Not surprisingly, CTCA was more accurate than stress testing, with a sensitivity of nearly 100%, they report.
With a low pretest probability (< 20%), a negative result on stress testing or CTCA suggested no need for invasive angiography. In patients with an intermediate pretest likelihood of disease (20-80%), a positive CTCA was linked with a 93% probability of disease, whereas a negative CTCA suggested no need for additional tests.
In patients with a high pretest probability of disease (>80%), noninvasive testing only confirmed disease in most of these patients, showing a post-test disease probability of 91%.
The investigators recommend stress testing in patients with low pretest likelihood of disease based on its safety, low cost, and absence of ionizing radiation. This test may also provide objective evidence of ischemia before revascularization is performed.

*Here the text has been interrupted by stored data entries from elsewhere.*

PR #40, opened 2022-12-19
Implement insights "force_register" parameter

ahitacat:
Add a parameter for force registration of insights. This will unregister and register the system insights-client.

Extend the API with the  parameter:
-  `rhc_insights.force_register` this parameter is a boolean.

By default, this parameter is false. Only set to true to perform force registration.

Signed-off-by: Alba Hita Catala <ahitacat@redhat.com>

### DIFF
--- a/README.md
+++ b/README.md
@@ -97,14 +97,19 @@ rhc_repositories:
 
 A release to set for the system. Use `{"state":"absent"}` to actually unset the
 release set for the system.
-```
-rhc_insights:
-  state: present
-```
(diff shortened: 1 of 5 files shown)


ptoscano:
Hmm I have an almost finished implementation of `rhc_state: reconnect` that does this for both rhsm and insights. In particular, I think we should aim for a single state/variable to handle the forceful reconnection of both at once, and avoid playing with more combination of variables.

PR #41, opened 2023-01-02
ansible-lint 6.x fixes

richm:
Fix or suppress jinja spacing errors
All task names must begin with uppercase letter
All documents should begin with `---`
Use `true`/`false` instead of `yes`/`no`
The `block` should come last before all `when`, `vars`, etc.
Add `changed_when` for command, shell
Other cleanup


richm:
[citest]

ptoscano (approved):

PR #43, opened 2023-01-03
Implement `rhc_state: reconnect`

ptoscano:
Add an extra value to the `rhc_state` parameter to force the reconnection/registration of an already connected system, i.e. by disconnecting it first. When forcing the registration, some of the tasks/variables are used even if the system was previously connected (and thus its previous status does not matter).

In case we need to reconnect:
- avoid some checks on the status of subscription-manager or insights-client, as we will need to reconnect anyway, so unconditionally disconnect
- apply some of the logic/flows used for (not forced) connection

Make sure to test this:
- add helper scripts to get the system UUID from `subscription-manager`, and from `insights-client` (indirectly)
- extend `tests_register_unregister.yml`, and `tests_insights_client_register.yml` to get the rhsm/insights UUID after the connection, forcing a new connection, and checking that the UUID changed
- extend `tests_release.yml` to check that the release is properly changed also when forcing

### DIFF
--- a/README.md
+++ b/README.md
@@ -22,7 +22,11 @@ includes these collections/modules, you should have to do nothing.
     rhc_state: present
 
 Whether the system is connected to Red Hat; valid values are `present`
-(to ensure registration/connection), and `absent`.
+(to ensure registration/connection), `absent`, and `reconnect`.
+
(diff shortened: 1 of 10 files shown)


ptoscano:
[citest]

richm (approved):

The authors admit their study was subject to referral bias. They also note that lesions seen on coronary angiography are not always functionally significant, "so the comparisons may have produced estimates of accuracy that make CTCA seem more accurate and clinically useful than it really is."
The authors believe CTCA should be a first-line diagnostic test for intermediate-risk patients because it is sufficiently accurate to stop testing or proceed with invasive coronary angiography.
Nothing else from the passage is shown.